Consider this: if we reverse the entire string, the order of the words would definitely be reversed, but the words themselves would also be reversed. So, if we then reverse each word individually, wouldn’t the words be oriented correctly?

Thus, the solution approach is as follows:

Remove extra spaces
Reverse the entire string
Reverse back each word individually

For example, the string as: " the sky is blue ":

Remove extra spaces: "the sky is blue"
Reverse the entire string: "eulb si yks eht"
Reverse word: "blue is sky the"

In this way, we completely reverse the world only.

1. Remove Extra Spaces

Concept similar as the question 27. Remove Element, where in this question we are gonna remove space instead of an element. By using fast & slow pointer, we can keep time complexity in O(n) instead of O(n²). For more detail, check the solution approach for question 27.

function removeExSpace(arrStr: string[]): void {
  let slow: number = 0;
  let fast: number = 0;
  while (fast < arrStr.length) {
    if (arrStr[fast] != ' ') {
    	// Add space at font if not the first word
    	if (slow != 0) arrStr[slow++] = ' ';
    	// Filling word in place
    	while (fast < arrStr.length && arrStr[fast] != ' ') {
     		arrStr[slow++] = arrStr[fast++];
    	}
  	}
  	fast++;
  }
  // Update arr length
  arrStr.length = slow;
};

2. Reverse the entire string

This is implemented on question 344. Reverse String which also been used on question 541. Reverse String II. We can add some new parameter that allows function reverse string only in a specific range which will also been used for the word reverse later. For more detail, check the solution approach for question 344 and question 541 if you want.

function reverseString(arrStr: string[], start: number, end: number): void {
  while (start < end) {
    [arrStr[start], arrStr[end]] = [arrStr[end], arrStr[start]];
    start++;
    end--;
  }
};

3. Reverse word

The only difference between reverse a word or entire sentence is the range of the index. We can find this range by checking wether a space we reached since no extra space is in the string now.

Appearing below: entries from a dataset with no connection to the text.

PR #193, opened 2023-09-18
rhel support & ldap support

DubbleClick:
I wasn't quite able to get ldap to work when building static-php-cli, but it's trivial on rhel/debian - just run

```
dnf install sqlite-devel openldap-devel
ln -s /usr/lib64/libldap.so /usr/lib/libldap.so && ln -s /usr/lib64/liblber.so /usr/lib/liblber.so
php-src-folder/configure --with-ldap=/usr
```

openldap-devel is called libldap2-dev on debian.

Edit: If you want to add a pipeline for rhel (not required imo) this is the full install script to get things running on rhel.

let wordStart: number = 0;
for (let i = 0; i <= arr.length; i++) {
  // When index reach end of word
  if (arr[i] === ' ' || i === arr.length) {
    reverseString(arr, wordStart, i - 1);
    // Set start index to next word
    wordStart = i + 1;
  }
}

Code

Time complexity: O(n)
Space complexity: O(1)

TypeScript

function reverseWords(s: string): string {
    // This function remove extra space
    function removeExSpace(arrStr: string[]): void {
        let slow: number = 0;
        let fast: number = 0;
        while (fast < arrStr.length) {
            if (arrStr[fast] != ' ') {
                // Add space at font if not the first word
                if (slow != 0) arrStr[slow++] = ' ';
                // Filling word in place
                while (fast < arrStr.length && arrStr[fast] != ' ') {
                    arrStr[slow++] = arrStr[fast++];
                }
            }
            fast++;
        }
        // Update arr length
        arrStr.length = slow;
    }

    // This function reverse string from given index range
    function reverseString(arrStr: string[], start: number, end: number): void {
        while (start < end) {
            [arrStr[start], arrStr[end]] = [arrStr[end], arrStr[start]];
            start++;
            end--;
        }
    }

    let arr: string[] = s.split('');
    // Remove extra space
    removeExSpace(arr);
    // Reverse whole sentence
    reverseString(arr, 0, arr.length - 1);

    // Reverse back words
    let wordStart: number = 0;
    for (let i = 0; i <= arr.length; i++) {
        // When index reach end of word
        if (arr[i] === ' ' || i === arr.length) {
            reverseString(arr, wordStart, i - 1);
            // Set start index to next word
            wordStart = i + 1;
        }
    }

    return arr.join('');
};

Conclusion

This problem can be seen as a comprehensive test of various string manipulations. It use serval function that we implement in previous question. The trim and split function makes this question relatively easy for sctipt language, but remember to shows a more deep solution as we discover above during interview since this is not a test that test you how to use a library function.